“Repetition is the mother of learning, the father of action, which makes it the architect of accomplishment,” so says philanthropist Tony Robbins!
In analytics there are certain tasks that are regularly repeated – processing raw data, running specific analyses, updating reports – admittedly these processes consolidate learning, progress us to our end goal and therefore contribute to accomplishing insight, but they are just plain old boring! Thankfully these tasks can be made easier (and automated) through RAP – and no, we’re not referring to my hero Vanilla Ice.
So stop, collaborate, and listen, as I talk you through Reproducible Analytical Pipelines (RAPs).
Processing large volumes of data to make sure ECC shares high quality, relevant data in a secure way takes time to deliver accurately. For small datasets, this can easily be done in Excel, but Excel has its limits. Ever noticed how it doesn’t let you open files with more than a certain number of rows? Or how it constantly tries to turn everything into a date for some reason?

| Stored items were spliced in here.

PR #1498, opened 2016-02-27
Add environment variable detection support to _autosetup

whs:
_autosetup claims that you can set `LIBTOOLIZE` to libtoolize's path, but this is not implemented. As homebrew use `glibtoolize` instead of `libtoolize`, this make it impossible to build on OS X.

This patch implements that support, and also changed mixed tab/space indentation to spaces.

### DIFF
--- a/_autosetup
+++ b/_autosetup
@@ -6,7 +6,7 @@
 ## 'echo -n' is not portable..
 case `echo "testing\c"; echo 1,2,3`,`echo -n testing; echo 1,2,3` in
   *c*,-n*) ECHO_N= ECHO_C='
-' ECHO_T='	' ;;
+' ECHO_T='      ' ;;
   *c*,*  ) ECHO_N=-n ECHO_C= ECHO_T= ;;
   *)       ECHO_N= ECHO_C='\c' ECHO_T= ;;
 esac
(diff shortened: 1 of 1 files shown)


CharlieFenton:
For instructions on the supported way to build BOINC on OS X, please see <http://boinc.berkeley.edu/trac/wiki/MacBuild>

whs:
The main idea of this patch is not to build on OS X, but to implement what is already mentioned in _autosetup: "If you have a newer version, set the environment variable 'LIBTOOLIZE' to its path" but is actually unimplemented.

romw:
Manatsawin, could you fix what TravisCI is complaining about?

whs:
Done :)

Seems that variable variables is bash-specific feature which dash doesn't implement. I only have tested this on bash-as-sh platforms.

romw:
Thanks again.

krytarowski:
This broke NetBSD. We don't ship with bash in `/bin/bash`

If we really need bash the most portable solution is `#!/usr/bin/env bash`

romw:
I've committed fix 27ae17e

krytarowski:
Thanks!

f8l:
In my opinion, depending on bash is not necessary.
@whs Please, test the patch at: https://wip.pkgsrc.org/cgi-bin/gitweb.cgi?p=pkgsrc-wip.git;a=blob_plain;f=boinc-git/patches/patch-__autosetup

Are `have_gmake` and `have_gm4` variables important (or used at all)?
If so, imagine someone with gmake at strange location runs _automake,
and then sets `MAKE` as instructed by the message.
This, I believe, short-circuits on `check_version make …` and skips setting `have_gmake`.
If the variables are not used, they should probably be removed,
as it would allow some simplifications.

By the way, why there are `echo >/dev/null` lines all over the place?

whs:
I'm not sure about the intention of this _autosetup script. I checked
autoreconf source and it doesn't seems to use gmake or gm4, only make and
m4. So, it seems that the checks in the script could possibly be outdated.

Is it possible that this script could be replaced by just autoreconf -i
without any checks, and the required versions moved to [the documentation](
https://boinc.berkeley.edu/trac/wiki/SoftwarePrereqsUnix)? Additionally, we
could check the exit status of autoreconf and direct users to the
documentation if it fails.

ChristianBeer:
The intention of _autosetup is to make sure that the correct tools are installed and can be used afterwards. Documentation is barely read by people trying to compile BOINC. Just telling people RTFM is also not the correct way. If we can find out what is wrong with the setup we should tell the user directly so he/she can fix it.

Did anyone try this on OSX with g{make|libtoolize|m4} tools?

whs:
Before submitting this PR I have tested this on OS X and Arch. Only glibtoolize needs to be prefixed, as libtool is another unrelated application.

Continued in #1500

PR #1499, opened 2016-02-28
remove spaces in pid_file

UweBeckert:
$d-pid_file has spaces in front of it and at the end, so the composed path is wrong.
Therefore trim it.


romw:
Thanks for the patch.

For the ecda mental health project the benefits of reproducibility meant improvements to data quality (through less chance of mistakes in processing) and efficiency (since the script does all the work for you).
I recently had to process several drug and alcohol reports; 250+ columns and 10,000+ rows. I needed to select the specific columns we’d agreed to share for the mental health project and add in a few calculated columns, and I’d need to do that for each individual report, then combine them into one huge csv. Surely there’s a better use of my time?

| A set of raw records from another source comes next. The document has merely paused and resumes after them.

PR #1500, opened 2016-02-29
Use sh to detect applications in _autosetup

whs:
Continued from #1498 

This PR is made by applying @f8l's patch in the original PR. I also removed gmake detection as it is expected that the user should set MAKE to its path instead. The `echo >/dev/null` is also removed and replaced by inverting the if conditions instead.

From my testing, it seems that in my original PR user can specify application name in `$PATH` but this one an absolute path is required. As the error messages already specified that the variables should be set to its path I consider this behavior to be correct as well.

### DIFF
--- a/_autosetup
+++ b/_autosetup
@@ -1,18 +1,19 @@
-#!/usr/bin/env bash
+#!/bin/sh
 ## $Id$
 
 ## ---------- some portability checks/adjustments [stolen from configure] ----------
 ## 'echo -n' is not portable..
 case `echo "testing\c"; echo 1,2,3`,`echo -n testing; echo 1,2,3` in
   *c*,-n*) ECHO_N= ECHO_C='
-' ECHO_T='      ' ;;
+' ECHO_T='	' ;;
   *c*,*  ) ECHO_N=-n ECHO_C= ECHO_T= ;;
   *)       ECHO_N= ECHO_C='\c' ECHO_T= ;;
 esac
 ##----------
 
 ## ----------------------------------------------------------------------
-## Check that given command $1 has version >= $2.$3
+## Check that given command $1 has version >= $2
+## Full path $3 may be specified in order to skip command search.
 ## return 0 if ok, 1 too old or not found  (-> shell conventions).
 ## ----------------------------------------------------------------------
 check_version()
@@ -24,12 +25,7 @@ check_version()
     desired=`echo $2 | awk -F. '{print $1*100+$2}'`
     echo $ECHO_N "Checking version of '$1' >= $desired... $ECHO_C"
     name=$1
-    app_var_name=`echo $name | tr '[:lower:]-' '[:upper:]_'`
-    if [ ! -z ${!app_var_name+x} ]; then
-        name=${!app_var_name}
-    fi
-
-    fullpath=`type $name | awk '{ print $(NF) }'`;
+    fullpath=${3:-`command -v "$name"`};
     if [ -x "$fullpath" ]; then
         foundit=yes;
     fi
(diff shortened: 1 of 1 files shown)


romw:
Thanks for the submission

f8l:
@whs Can you tell me where it is stated that the user is supposed to set `MAKE` when `gmake` is available? The original code checked for `gmake` not without a reason. as the comment says:
> \#\# some sorry systems don't have proper GNU-make...

I would say that some systems don’t have `make`, so they ship GNU make instead (just like some ship `bash` instead of `sh`). Anyway, not checking for `gmake` broke the build on NetBSD (and probably some other systems which have `make`). I’ve made a [patch](https://wip.pkgsrc.org/cgi-bin/gitweb.cgi?p=pkgsrc-wip.git;a=blob_plain;f=boinc-git/patches/patch-__autosetup;h=374c202e7152ec0ef94c6da875e42fe4704c7ca3;hb=HEAD) to remedy this. I have to admit it’s not perfect, as it may check for `gmake` if `MAKE` doesn’t point to acceptable `make`, but I think it’s better to err on the side of inclusion, as it’s ultimately `configure`’s task to verify the environment. Nevertheless, improvements are welcome.

PS: @whs It may be a question of preference, but I advise against combining multiple unrelated changes into a single commit. In this one there are three: 1) getting rid of `bash`, 2) removing `gmake` detection, 3) getting rid of `echo > /dev/null`. If there were three separate commits, one could simply revert one of them if it introduces an undesirable change. Otherwise, one has to revert it manually by picking correct lines from a reverse patch in order not to lose other desirable changes.
Separate commits also improve readability. Take a look at #1498. Can you quickly tell which lines correspond to the change described in the commit message? (Well, you probably can, but not everyone is you. ;-)

Thank you for your time.

SETIguy:
I tend to agree.  The gmake check was there for a reason.  Not every unix
system is linux.

whs:
Previously you mentioned

>If so, imagine someone with gmake at strange location runs _automake,
>and then sets MAKE as instructed by the message.

I interpreted that that means if someone have gmake, they could just set MAKE and run _automake. I apologize if that is a misinterpretation

f8l:
It was a hypothetical situation described to illustrate how the #1498 version of the script may miss the documentation (if an error message can be regarded as one). It would be a problem if `have_gmake` was actually used, but you’ve checked that it is not (hence you removed it altogether).

Nevertheless, you are right that one could just set `MAKE` to `gmake`’s absolute path, but if I understood correctly, the script is meant to make it easier to cope with missing dependencies (my interpretation of @ChristianBeer’s words), and not to add some requirements (my supposition), which are not necessary. By ‘strange location’ I meant ‘outside of `$PATH`’, but I understand it could’ve been interpreted differently. Having GNU make as `gmake` when non-GNU `make` is available seems to be a common practice.

By the way, I’m not sure why (a new enough) GNU make is required. I’ve just successfully built using `make` supplied by NetBSD (with `gmake` deinstalled, and check in `_autosetup` disabled), which probably means the makefiles don’t depend on GNU-make-specific behaviour. Maybe they did in the past and the requirement survived… The reason why the check fails for `make` on my system is that it does not recognise the `--version` switch.

I’m starting to think that my patch fixed the build on NetBSD not because `gmake` was recognised, but because `make` could handle the build just fine and the patch just sidestepped the check in `_autosetup`. It is possible that my assumption
>The original code checked for gmake not without a reason.

is false. Your patch seems to be right (at least in NetBSD’s case. I’ll have to drop my change). In my opinion, it just reveals that `_autosetup` requires GNU make while it may be unnecessary. On the other hand, I know that some `make` versions are not compatible with each other, and requiring GNU make is probably one way of ensuring a compatible implementation (one which undersrands the dialect used in BOINC’s makefiles) is in place.

Are there any known versions of `make` which fail to build BOINC? Maybe there should be an option to skip the version check?

ChristianBeer:
Well, that brings us back to a question I asked months ago. What systems do we (BOINC) want to support? Do we really want to support systems that nobody uses or are so old there is no system around to test on? Do we really want to maintain software that is compatible with something that is not used nowadays?

In my opinion we should not and can not support and maintain anything we don't have the means to test on. Specify some reference systems that we can easily test on and drop anything that is older than that. This would also greatly simplify the search for a more modern build system or at least muck out the existing buildfile.

f8l:
I think dropping support for old systems is probably a good choice.
People who use them are usually knowledgeable enough to successfully
cope with missing dependencies and other problems which may arise.
Maybe it’s time to drop `_autosetup` entirely?

I can’t decide for you, but I’ll keep trying to build BOINC on NetBSD almost every day.
I still don’t know any project which supports that platform, but I intend to chenge that.
The esiest way to kickstart support for NetBSD would be
to send Linux binaries when *-*-netbsd version is requested,
as NetBSD can run Linux binaries in presence of the required libraries.

SETIguy:
There's a difference between "not supporting" and "making it impossible to
compile on anything except the four 'supported' operating systems with the
'supported' compiler".   Solaris 11.3 was released in October.  I'm sure
11.4 is under development.  I'm fairly sure its installed base is not
tiny.  It's just not a typical consumer OS.  But that account it isn't an
"old operating system".   It's not my job to tell BOINC Projects that they
can't support Solaris.

There's always been a drive among some BOINC developers to embrace every
platform specific extension and require newer OS versions and to not care
about anything but the platform they develop for.  Fine.  That's always
going to happen.  But there should be a rule: "Don't break things that
don't need to be broken.  Don't make extra work for other people."  Should
I start translating all the code to C++14 because it's better and newer and
not worry about people complaining when they can't compile it?

We can't even agree on what "supporting Windows means".  I would claim that
it means supporting command line MinGW library and applications builds.
Some would claim it means only VisualC++ 2010 and newer.

ChristianBeer:
I was mainly talking about the server related stuff not the Client. But the problem of testing is true for both. I agree we should not make it impossible to compile on more exotic systems. And seti@home as I presume has a lot of exotic systems attached. But it also makes developing more complicated if I can't use GNU extension on the server side just because I would have to provide a workaround or detection for some system the server is probably never installed on. I guess that Solaris nowadays supports things it didn't several years ago and some workarounds are not needed anymore and would make BOINC a little less error prone. Do you have a host OS breakdown from Seti? Where we can see how popular the other operating systems are?

I also agree with your "Don't break things for other people..." rule. The problem I have is that I don't know what other people are using and what other platforms I need to take care of. It would also be nice to know which C/C++ standard we should use.

I have seen no discussion about dropping Windows support or supporting specific compilers or not. It would be nice to have such a discussion and see what systems we really need to focus on. If it is not used anymore than it is not worth carrying around.

If the current projects don't care about that by not participating in such a discussion with the developers they really can't complain if support is dropped for a specific system only they use. Since the move to the Community governed model we also need to encourage projects to support the features they need for themselves by supplying specifications and requirements, so other developers can take that into account when changing things. Again, I can't check things I don't know about when I make changes to BOINC. If I break a thing I don't know about, I can't be blamed really.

It happens that writing an R script to do all the work for me was a much better investment of my time!
In R, just a select() statement saved me looking through each Excel column and, one-by-one, deleting the ones I didn’t need.
Adding in the calculated columns in Excel would mean me writing formulas (and probably making mistakes with cell references…) condensed to a single mutate() statement in R.

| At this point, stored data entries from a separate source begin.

PR #1504, opened 2016-03-13
Don't add example_app to project.xml unless requested

marius311:
Currently even if you don't give the `--test_app` option to `make_project`, you still get `example_app` in your `project.xml`, which means it goes in the database and is displayed under "Applications" on the website. This makes it so it only goes in `project.xml` if you actually requested it.


davidpanderson:
Thanks!

PR #1508, opened 2016-03-18
Wrapper improvements

ChristianBeer:
* add a feature to use the phrase "boinc_resolve(filename)" in the <command_line> option of job.xml this gets passed through boinc_resolve_filename(filename)
* fix macro substitution which was broken after a reshuffle of boinc_init_options()
* fix do_zip_outputs() by resolving the filename before checking for existence; it's possible it is a softlink
* add a feature to rename/move output files; use this when output files are large and softlinked so they are not copied within the project directory
* recognize the DEBUG flag and print debug output

### DIFF
--- a/samples/wrapper/wrapper.cpp
+++ b/samples/wrapper/wrapper.cpp
@@ -645,6 +645,32 @@ int TASK::run(int argct, char** argvt) {
         }
     }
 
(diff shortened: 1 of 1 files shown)


davidpanderson:
Please document this: http://boinc.berkeley.edu/trac/wiki/WrapperApp

PR #1509, opened 2016-03-19
Work around invalid XML in logs

skybon:
Ironically, should the user specify an invalid XML tag in configuration, BOINC will write a log message containing that tag unescaped and unclosed. Needless to say, it breaks XML parsing instantly. This patch auto-closes such tags in the log messages.

### DIFF
--- a/client/acct_mgr.cpp
+++ b/client/acct_mgr.cpp
@@ -409,7 +409,7 @@ int ACCT_MGR_OP::parse(FILE* f) {
         }
         if (log_flags.unparsed_xml) {
             msg_printf(NULL, MSG_INFO,
-                "[unparsed_xml] ACCT_MGR_OP::parse: unrecognized tag <%s>",
+                "[unparsed_xml] ACCT_MGR_OP::parse: unrecognized tag <%s/>",
                 xp.parsed_tag
             );
         }
--- a/client/log_flags.cpp
+++ b/client/log_flags.cpp
@@ -457,7 +457,7 @@ int CC_CONFIG::parse_options_client(XML_PARSER& xp) {
 
         msg_printf_notice(NULL, false,
             "http://boinc.berkeley.edu/manager_links.php?target=notice&controlid=config",
-            "%s: <%s>",
+            "%s: <%s/>",
             _("Unrecognized tag in cc_config.xml"),
             xp.parsed_tag
         );
@@ -512,7 +512,7 @@ int CC_CONFIG::parse_client(FILE* f) {
         if (xp.match_tag("log_flags/")) continue;
         msg_printf_notice(NULL, false,
             "http://boinc.berkeley.edu/manager_links.php?target=notice&controlid=config",
-            "%s: <%s>",
+            "%s: <%s/>",
             _("Unrecognized tag in cc_config.xml"),
             xp.parsed_tag
         );
--- a/lib/parse.cpp
+++ b/lib/parse.cpp
@@ -878,7 +878,7 @@ void XML_PARSER::skip_unexpected(
 
     if (verbose) {
         fprintf(stderr,
-            "%s: Unrecognized XML tag '<%s>' in %s; skipping\n",
+            "%s: Unrecognized XML tag '<%s/>' in %s; skipping\n",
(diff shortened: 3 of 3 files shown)


JuhaSointusalo:
Rather than changing individual messages it would be better to escape the message when it's written to XML. There may be other messages with less-than signs, with escaping you'd handle everything in just one place.

chausner:
Agree with JuhaSointusalo here. I am currently working on an alternative GUI application and am running into cases where BOINC responds with incorrect XML (e.g. message bodies are not escaped correctly). It is very ugly and fragile having to work around this.

ChristianBeer:
@skybon Some of the messages you changed are going into a plain textfile. Why are you parsing a plain textfile as XML? Closing them is only a bandaid to help your parser. I don't see a reason to escape those log messages that go into a plaintext file. The messages that are shown via the notices feature are a different kind but than `msg_printf_notice()` are the function that actually adds them to the notices.xml  needs to do the escaping and unescaping. Which is a godd idea.

@chausner Can you give some examples on what you mean by incorrect XML? It may be easier to fix than work around this. I think you mainly refer to the notices feature which needs to be fixed on Client and Server consistently.

chausner:
@ChristianBeer No, I was referring to the log messages whose bodies are not escaped properly when they contain special XML characters, for example, when setting the gui_rpc_debug flag. Another quirk exists with some of the polling routines, e.g. `<get_project_config>` returns malformed XML:
```XML
<boinc_gui_rpc_reply>
<project_config>
    <name>Einstein@Home</name>
...
```
I just got started with my app and have already run into those two issues. They are annoying to work around and I don't know how many more there are. Having read that this has apparently been a problem with the BOINC client for years, I propose to get this properly fixed now once and for all.

davidpanderson:
Seems to me the right thing to do is enclose messages in CDATA in GUI RPC replies.
There replies are nominally XML, so they should be parseable.

davidpanderson:
In the case of <get_project_config>, the <?xml header is coming from the project.  The client should trim this off before returning the project's reply in the RPC reply.

romw:
Thanks for the patch.

JuhaSointusalo:
@romw It's as if everybody (except maybe @skybon ) agreed that this patch is not the right way to handle the problem of un-escaped/encoded less-than signs appearing in GUI RPC replies. And yet you merge the patch?

skybon:
@JuhaSointusalo In all fairness, it was "everybody who spoke up", not just everybody. And in any case this patch does work around the problem for end users.

romw:
I am trying to catch up on some backlog.  I'll follow-up with a small change that will fix the problem for all regular parsers.  Using &gt; and &lt; in place of > and <.

If David wants to follow-up with the CDATA block after words that will work too.

davidpanderson:
I'll do the CDATA thing.
-- D

JuhaSointusalo:
> I'll follow-up with a small change that will fix the problem for all regular parsers. Using &gt; and &lt; in place of > and <.

Do you mean changing these messages? They go to the text logs as is, so &lt; and others aren't right there either. You really should have gone straight to the CDATA and skipped this.

@skybon Like I tried to say, you missed all the other messages with less-than signs. And I do wonder how adding an XML element in the middle of the message is helping. Now you need to add work-around in your parser/message handling for that.

davidpanderson:
I enclosed message bodies in CDATA,
and  eliminated the <?xml tag from the middle of get_project_config replies.
Let me know if any other XML errors in GUI RPC requests or replies.

ChristianBeer:
Since this is now obsolete can this be reverted please?

chausner:
> I enclosed message bodies in CDATA,
> and eliminated the <?xml tag from the middle of get_project_config replies.
> Let me know if any other XML errors in GUI RPC requests or replies.

Sorry for the late reply. I can confirm it's fixed for get_project_config but the issue is still there for lookup_account_poll and get_all_projects_list. Could someone please add the fix for these and check if there are any other RPC commands that pull XML directly from a server and fail to remove the XML declaration?

ChristianBeer:
@chausner Can you please open a separate issue for this?

PR #1514, opened 2016-03-24
manager fixes

JuhaSointusalo:
- fixes aborting and suspending tasks running on older clients 
- restores "run daemon" check


LocutusOfBorg:
Hi @JuhaSointusalo seems that you have to rebase your commits and fix the conflicts...

JuhaSointusalo:
@LocutusOfBorg Thanks, I hadn't noticed.

AenBleidd:
@JuhaSointusalo Could you please fix this pull request? Thanks

JuhaSointusalo:
@AenBleidd Thanks for reminding me. Should be fixed and ready to merge now.

AenBleidd:
@JuhaSointusalo Thank you!
@davidpanderson Could you please review this and merge? Thanks

davidpanderson:
I don't understand what this commit is trying to fix, or how; please explain.

Not sure why there's a new lookup_app_version() that doesn't take a platform arg.
A host could have 2 different app versions that have the same version, plan class etc.
but that differ in platform (e.g. Win x86 and Win x64)

JuhaSointusalo:
A new manager can't suspend, resume or abort tasks running on old client. The application column is also blank. I don't remember any more when the backward compatibility was broken, 7.6.20 something maybe. I just tested and the breakage is at least between 7.6.33 and 7.0.27.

Once the script worked on one report, it was no effort to run it on all the reports – just stick it all in a loop! Writing the script took maybe 30 minutes in total and saved me several hours of incredibly tedious work. But that’s not all the script did. Just by having the script, we have:
• Enabled better collaboration
• Created efficiencies
• Built trust
Reproducibility is best practice in data science, and for good reason; it ensures results can be verified and trusted. In order to collaborate effectively, it is important that other people can repeat, build on and maintain your work. If results and processes can be accurately repeated, then it creates more opportunities to develop on existing work. It’s also faster to check one single script than it is to check each spreadsheet individually. If the script is correct, then the outputs will be correct. The script stops me from needing to do things by hand, so there’s less opportunity for me to make a mistake. In data science building trust is crucial, and that means demonstrating the skills and techniques that have been applied so that others can trust your results.
The benefits of R are not limited to data processing, it can be used for analysis too and will provide the same advantages, that’s why I’ll be using R to do all the analysis in the mental health project.